▶ [TASK DIRECTIONS] Nothing is needed except the lines below that run from the one with "Today there is" through the one with "The demand pattern", repeated exactly.

Top of TASK INPUTS

PR #249, opened 2026-07-04
feat(provider): allow scoped LLM provider injection (#243)

### LINKED ISSUE #243: [Feature] Let an embedding application inject an LLM provider
## Problem

The best time to scan a skill is the moment an agent is deciding whether to
install it — which increasingly means SkillSpector runs *embedded inside a
host application* (an agent framework, an IDE runtime, a plugin sandbox) that
already has a configured, credentialed LLM client in-process.

Today there is no way to hand that client to SkillSpector. Provider selection
is a closed env-var dispatch (`SKILLSPECTOR_PROVIDER` →
`_select_active_provider()`), so an embedder's only options are:

- exporting API keys into the process environment (often impossible — hosts
  like agent-plugin runtimes deliberately never expose raw keys, only a
  governed in-process completion API with audit/trust controls), or
- shelling out via a CLI-style provider (#234's subprocess provider serves
  interactive sessions well, but an embedded host's LLM handle is an object,
  not a CLI — and routing scan prompts, which embed **untrusted skill
  content**, through a tool-enabled agent CLI instead of a bare completion API
  is a prompt-injection hazard), or
- monkeypatching `_select_active_provider` from the embedder (works — I'm
  doing it in a Hermes Agent plugin today — but nobody should have to patch a
  security scanner's internals).

The demand pattern already exists: #173/#174/#175 ask for more first-party
providers, #234 adds session-CLI support, #33 asks about programmatic/agent
embedding. This proposal is the missing third leg: *bring-your-own provider
object*.

## Proposal

A small injection surface — no new providers in-tree, ~30 lines:

```python
# skillspector.providers
_INJECTED: ContextVar[LLMProvider | None] = ContextVar("injected_provider", default=None)

def use_provider(provider: LLMProvider) -> Token: ...   # bind for current context
def reset_provider(token: Token) -> None: ...

def _select_active_provider() -> LLMProvider:
    injected = _INJECTED.get()
    if injected is not None:
        return injected
    ...  # existing env dispatch unchanged
```

- A `ContextVar` (not env mutation) keeps the binding task-local and
  async-safe — concurrent scans with different providers can't leak into each
  other, and standalone CLI/MCP behavior is untouched when nothing is bound.
- The injected object satisfies the existing duck-typed protocols
  (`LLMProvider`, optionally `AgentCLICapable` — whose docstring already says
  "providers added externally (outside this package) also qualify"). The
  embedder owns credentials, transport, and model choice.
- Pairs with the capability-aware availability gate discussed on #204/#200:
  an injected provider has no credentials by definition, so `run_scan`'s gate
  must consult capability (`is_llm_available()`), not credential resolution.

## What I have working

I maintain a Hermes Agent plugin ([hermes-plugin-skillspector](https://github.com/vcolombo/hermes-plugin-skillspector)) that embeds SkillSpector and runs the
semantic pass on the host agent's own model via its governed plugin-LLM API
(no keys ever reach the plugin). It works today via the monkeypatch route and
has been validated end-to-end on a live deployment; with this hook the patch
disappears entirely. Happy to send a PR with the hook + tests if there's
interest.

rodboev:
## Summary

Embedding applications can now bind a governed in-process LLM provider for the current scan context. That lets hosts reuse their existing completion API without exporting raw keys, invoking an agent CLI, or monkeypatching SkillSpector internals.

Closes #243

## Root cause

Provider selection lived entirely behind `SKILLSPECTOR_PROVIDER` and the built-in fallback chain. Every public helper routed through `_select_active_provider()`, but that selector had no scoped override for a provider object that the embedding application already owns.

The first implementation also left three provider-context edges open: bound HTTP providers could be treated as available even when their native chat-model construction failed, bound CLI providers could be sent through the HTTP provider path, and model context length was cached only by label even though the same label can resolve differently under different providers.

## Diff Notes

- Add a `ContextVar`-backed provider binding API in `skillspector.providers`.
- Keep the existing env/default provider dispatch when no provider is bound.
- Route LLM availability through the active provider path, including CLI-capable providers, bound HTTP providers with native chat-model probes, and the existing unbound fallback.
- Keep MCP scan accounting honest by using the same availability result that the graph will use for provider selection.
- Resolve model context length from the current provider context at call time rather than caching only by model label.
- Cover metadata, active-provider, credential, chat-model, reset, nested-token, availability, MCP accounting, CLI binding, unavailable bound providers, and provider-specific context length behavior in focused tests.

## Scope

This does not add a new provider family, credential store, CLI transport, or graph-level policy. The hook stays in the provider adapter layer, and MCP scan accounting only observes whether a provider is bound for the current context.

## Attribution

The upstream issue proposed the `ContextVar` binding shape; this PR implements that design in the existing provider selector.

## Verification

- [x] `pytest tests/unit/test_llm_utils.py tests/unit/test_mcp_server.py tests/unit/test_model_info.py tests/unit/test_providers.py` - pass
- [x] `ruff check src/ tests/`
- [x] `ruff format --check src/ tests/`
- [x] Invariant enumeration gate - pass, `24 rows`, state domains checked
- [x] Local adversarial review - no findings
- [ ] CI `Lint & Test (Python 3.12)`, `Lint & Test (Python 3.13)`, and `DCO Check` - pending maintainer approval and rerun after push

### DIFF
--- a/src/skillspector/llm_utils.py
+++ b/src/skillspector/llm_utils.py
@@ -46,6 +46,7 @@ from skillspector.providers import (
     get_active_provider,
     get_metadata_provider,
     has_cli_capability,
+    has_provider_binding,
     raise_no_llm_api_key_configured,
     resolve_chat_model_credentials,
     resolve_provider_credentials,
@@ -71,6 +72,9 @@ def _resolve_llm_credentials() -> tuple[str, str | None]:
 
 def _resolve_default_chat_model() -> str:
     """Return the default chat model for the endpoint that will be used."""
+    if has_provider_binding():
+        return get_metadata_provider().resolve_model()
+
     if resolve_provider_credentials() is not None:
         return get_metadata_provider().resolve_model()
 
@@ -84,13 +88,26 @@ def _resolve_default_chat_model() -> str:
 def is_llm_available() -> tuple[bool, str | None]:
     """Return ``(available, error_message)`` describing LLM availability.
 
-    For CLI providers (``claude_cli``, ``codex_cli``, ``gemini_cli``) the check
-    delegates to the provider's ``is_available()`` method (binary on PATH +
-    auth).  For HTTP providers, it falls back to credential resolution.
+    CLI providers (``claude_cli``, ``codex_cli``, ``gemini_cli``) are checked
+    through their ``is_available()`` method first.  Other providers probe the
+    same native chat-model path used by :func:`get_chat_model`; unbound HTTP
+    providers keep the credential-resolution and OpenAI fallback path.
     """
     provider = get_active_provider()
     if has_cli_capability(provider):
         return provider.is_available()  # type: ignore[attr-defined]
+
+    if has_provider_binding():
+        try:
+            model = provider.resolve_model()
+            create_chat_model(
+                model=model,
+                max_tokens=get_max_output_tokens(model),
+                timeout=120,
+            )
+        except ValueError as exc:
+            return False, str(exc)
+        return True, None
     try:
         _resolve_llm_credentials()
     except ValueError as exc:
--- a/src/skillspector/mcp_server.py
+++ b/src/skillspector/mcp_server.py
@@ -32,8 +32,8 @@ from typing import TYPE_CHECKING, Any
 
 from skillspector import __version__
 from skillspector.graph import graph
+from skillspector.llm_utils import is_llm_available
 from skillspector.logging_config import get_logger
-from skillspector.providers import resolve_provider_credentials
 
 if TYPE_CHECKING:
     from mcp.server.fastmcp import FastMCP
@@ -58,8 +58,9 @@ async def run_scan(
     Args:
         target: Git URL, file URL, ``.zip``, ``.md`` file, or local directory.
         use_llm: Whether to request the optional LLM semantic pass on top of
-            static analysis. Honoured only when provider credentials resolve;
-            the returned payload reports what actually happened.
+            static analysis. Honoured only when the active provider can
+            actually build or run the LLM pass; the returned payload reports
+            what actually happened.
         output_format: Format of the embedded ``report`` string. One of
             :data:`VALID_FORMATS`.
         yara_rules_dir: Optional directory of additional YARA rules.
@@ -74,7 +75,7 @@ async def run_scan(
     if output_format not in VALID_FORMATS:
         raise ValueError(f"output_format must be one of {VALID_FORMATS}, got {output_format!r}")
 
-    llm_available = resolve_provider_credentials() is not None
+    llm_available, _ = is_llm_available()
     llm_used = use_llm and llm_available
 
     state: dict[str, Any] = {
--- a/src/skillspector/providers/__init__.py
+++ b/src/skillspector/providers/__init__.py
@@ -46,6 +46,7 @@ instead of the ``ChatOpenAI`` HTTP transport.
 from __future__ import annotations
 
 import os
+from contextvars import ContextVar, Token
 from typing import NoReturn
 
 from langchain_core.language_models.chat_models import BaseChatModel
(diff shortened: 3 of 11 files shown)


src/skillspector/mcp_server.py
```diff
@@ -74,7 +74,7 @@ async def run_scan(
     if output_format not in VALID_FORMATS:
         raise ValueError(f"output_format must be one of {VALID_FORMATS}, got {output_format!r}")
 
-    llm_available = resolve_provider_credentials() is not None
+    llm_available = has_provider_binding() or resolve_provider_credentials() is not None
```
rng1995: Blocking: any binding is declared available even when its `create_chat_model()` returns `None`. The graph then reports `llm_used=true` before degrading. Use the same capability-aware availability path as real model construction and test an unusable binding while preserving OpenAI fallback behavior.

src/skillspector/llm_utils.py
```diff
@@ -89,6 +93,17 @@ def is_llm_available() -> tuple[bool, str | None]:
     auth).  For HTTP providers, it falls back to credential resolution.
     """
     provider = get_active_provider()
+    if has_provider_binding():
```
rng1995, line 100: Blocking: checking the binding before `has_cli_capability` sends an injected CLI-capable provider through `create_chat_model`, which rejects CLI providers. Check CLI capability first and add a bound CLI-provider regression.

src/skillspector/providers/__init__.py
```diff
@@ -67,14 +68,38 @@
...
+
 
 def raise_no_llm_api_key_configured() -> NoReturn:
     """Raise the shared no-LLM-credentials error."""
     raise ValueError(NO_LLM_API_KEY_MESSAGE)
 
 
+def use_provider(provider: LLMProvider) -> Token[LLMProvider | None]:
+    """Bind *provider* for the current context."""
+    return _INJECTED_PROVIDER.set(provider)
```
rng1995, line 84: Blocking: the provider binding is context-local, but `model_info._resolve_context_length` remains process-global and keyed only by model label. Two providers using the same label can reuse the first provider's context window and compute the wrong token budget. Scope the cache by provider identity/configuration or remove it; test identical model names with different limits.

rng1995 (changes requested):

**Requesting changes.** Context-local provider dispatch is the right shape, but unusable bindings are reported as available, injected CLI providers take the wrong construction path, and model-limit caching can leak values across provider contexts. These make scoped injection unreliable and can produce dishonest LLM accounting.

src/skillspector/providers/__init__.py
rodboev: Fixed in `f0f2f3e`. Context length resolution no longer uses a process cache keyed only by model label; it resolves against the active provider context at call time. The regression covers the same model label returning different limits under different bound providers.

src/skillspector/mcp_server.py
rodboev: Fixed in `f0f2f3e`. Bound HTTP providers are now checked by the shared availability path, which probes native chat-model construction and reports unavailable when a provider cannot produce a model. MCP scan accounting uses that same result.

src/skillspector/llm_utils.py
rodboev: Fixed in `f0f2f3e`. CLI-capable bound providers are detected before the HTTP provider path, so they route through CLI availability and `AgentCLIChatModel` instead of `create_chat_model()`.

src/skillspector/mcp_server.py
```diff
@@ -74,7 +75,7 @@ async def run_scan(
     if output_format not in VALID_FORMATS:
         raise ValueError(f"output_format must be one of {VALID_FORMATS}, got {output_format!r}")
 
-    llm_available = resolve_provider_credentials() is not None
+    llm_available, _ = is_llm_available()
```
rng1995, line 78: Non-blocking: this now runs on every scan, including `use_llm=False`. For CLI providers `is_llm_available()` delegates to `is_available()`, which can spawn a subprocess (binary/auth probe) per request. If MCP scan latency matters, consider computing availability lazily or only probing when `use_llm` is requested (the payload's `llm_available` field would need a cheaper source in that case).

rng1995 (approved):

**Re-review of head `f0f2f3e`.** This PR adds a `ContextVar`-backed scoped provider binding (`use_provider`/`reset_provider`/`has_provider_binding`) so embedding applications can inject a governed LLM provider without exporting keys or monkeypatching. All three previously raised blockers are resolved; no new blockers found.

1. **Unusable bindings reported as available (`mcp_server.py`) — Resolved.** `run_scan` now derives `llm_available` from the shared `is_llm_available()` path instead of `resolve_provider_credentials()`. For bound HTTP providers, `is_llm_available()` probes native chat-model construction; `providers.create_chat_model` raises the no-LLM-key `ValueError` when a bound provider returns `None` instead of silently falling back to OpenAI (fallback preserved for the unbound path). Covered by `test_run_scan_disables_llm_for_unavailable_bound_provider`, `test_run_scan_uses_bound_provider_without_credentials`, and `test_injected_provider_without_native_model_does_not_fall_back_to_openai` (which sets `OPENAI_API_KEY` to prove no fallback leak).
2. **Injected CLI providers sent through `create_chat_model` (`llm_utils.py`) — Resolved.** `is_llm_available()` now checks `has_cli_capability(get_active_provider())` before the binding probe, and `get_chat_model()` routes CLI-capable bound providers to `AgentCLIChatModel` (duck-typed `has_cli_capability` covers externally injected providers). Regression `test_bound_cli_provider_uses_cli_availability` asserts `is_available()` is used and `create_chat_model` is never called.
3. **Process-global context-length cache keyed only by model label (`model_info.py`) — Resolved.** `@functools.cache` removed from `_resolve_context_length`; resolution now consults the context-local `get_metadata_provider()` at call time. The remaining `registry._load` cache is keyed by YAML path, so no cross-provider leakage. Regression `test_token_limits_follow_current_bound_provider_for_same_model_label` verifies the same label yields different limits under different bindings.

### Verification

Applied the head diff onto current `main` locally: it applies cleanly, the full unit/node test suite passes (1267 passed, 12 skipped, 6 xfailed), and `ruff check` is clean.

### Non-blocking notes

- `run_scan` now calls `is_llm_available()` on every scan, including `use_llm=False`; for CLI providers this delegates to `is_available()`, which may spawn a subprocess (binary/auth probe) per scan. Consider whether static-only scans should short-circuit if MCP latency matters.
- With the `functools.cache` removed, the "No token-limit info for model ... using default" warning in `_resolve_context_length` now logs on every call for unknown labels rather than once per process. Consider a `logger.warning`-once guard if log volume becomes noisy.
- `SKILLSPECTOR_MODEL_{SLOT}` env overrides still take precedence over an injected provider in `build_model_config()`. This matches the documented precedence, but embedders should be aware host env vars can override their bound provider's model choices; a docstring note on `use_provider` would help.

Bottom of TASK INPUTS

▶ [FINAL ANSWER]
Today there is no way to hand that client to SkillSpector. Provider selection
is a closed env-var dispatch (`SKILLSPECTOR_PROVIDER` →
`_select_active_provider()`), so an embedder's only options are:

- exporting API keys into the process environment (often impossible — hosts
  like agent-plugin runtimes deliberately never expose raw keys, only a
  governed in-process completion API with audit/trust controls), or
- shelling out via a CLI-style provider (#234's subprocess provider serves
  interactive sessions well, but an embedded host's LLM handle is an object,
  not a CLI — and routing scan prompts, which embed **untrusted skill
  content**, through a tool-enabled agent CLI instead of a bare completion API
  is a prompt-injection hazard), or
- monkeypatching `_select_active_provider` from the embedder (works — I'm
  doing it in a Hermes Agent plugin today — but nobody should have to patch a
  security scanner's internals).

The demand pattern already exists: #173/#174/#175 ask for more first-party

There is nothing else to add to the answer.